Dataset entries
PR #5236, opened 2025-10-04
#4964 - Upgrade Packages - Typescript Configs Improvements

andrewsignori-aot:


sources/packages/backend/libs/utilities/src/logger/logger.service.ts
```diff
@@ -1,13 +1,19 @@
...
 import { StringBuilder } from "@sims/utilities/string-builder";
 import { parseJSONError } from "@sims/utilities/parse-json";
+import { INQUIRER } from "@nestjs/core";
 
 /**
  * Common log across entire solution.
  */
 @Injectable({ scope: Scope.TRANSIENT })
 export class LoggerService extends ConsoleLogger {
+  constructor(@Inject(INQUIRER) parentClass?: object) {
```
dheepak-aot, line 12: Why is the parentClass set as optional?

sources/packages/backend/apps/api/src/services/bceid/bceid.service.ts
```diff
@@ -221,15 +224,12 @@ export class BCeIDService {
    * Gets WSDL authentication header needed to retrieve the WSDL from BCeID Web Service.
    * @returns Authorization header converted to base64 string.
    */
-  private getWsdlAuthHeader() {
+  private getWsdlAuthHeader(): { Authorization: string } {
```
dheepak-aot, line 227: is it necessary to use the parameter name with upper case?

sources/packages/backend/apps/api/src/app.exception.filter.ts
```diff
@@ -1,24 +1,24 @@
-import { Catch, ArgumentsHost } from "@nestjs/common";
+import { Catch, ArgumentsHost, Injectable } from "@nestjs/common";
 import { BaseExceptionFilter } from "@nestjs/core";
 import { Request } from "express";
-import { LoggerService, InjectLogger } from "@sims/utilities/logger";
+import { LoggerService } from "@sims/utilities/logger";
 
 @Catch()
+@Injectable()
```
dheepak-aot, line 7: Asking for clarification, is the injectable decorator required here? (I may have been misled seeing the nest example that `@Catch` alone must be sufficient.

andrewsignori-aot: It is redundant; just tested and removed it.

sources/packages/backend/apps/queue-consumers/src/services/application/application.service.ts
```diff
@@ -28,6 +28,12 @@ interface SecondDisbursementStillPending {
 
 @Injectable()
 export class ApplicationService {
+  /**
+   * Sub query to validate if an application has assessment already being
+   * processed by the workflow.
+   */
+  private readonly inProgressStatusesExistsQuery: string;
```
dheepak-aot, line 35: 👍

sources/packages/backend/libs/auth/src/services/keycloak/keycloak.service.ts
```diff
@@ -41,9 +39,11 @@ export class KeycloakService {
    * injection framework.
    */
   public static get shared(): KeycloakService {
+    const logger = new LoggerService();
+    logger.setContext(KeycloakService.name);
```
dheepak-aot, line 43: As we can pass the parent class to the constructor, what about declaring this way? `const logger = new LoggerService(KeycloakService);`

dheepak-aot (approved):
Great and extensive work @andrewsignori-aot. Thanks for making the change. Looks good 👍

sources/packages/backend/libs/auth/src/services/keycloak/keycloak.service.ts
andrewsignori-aot: It would not result in the same output, the constructor is expecting an instance.
I was going to create an overload to accept the string, but there are only two places not using dependency injection right now, so I did not invest time in it.

ninosamson (approved):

§ Description of the task: Your answer must be a single number: the count of lines in the data that contain the string "INQUIRER".

§ Response to this task: 2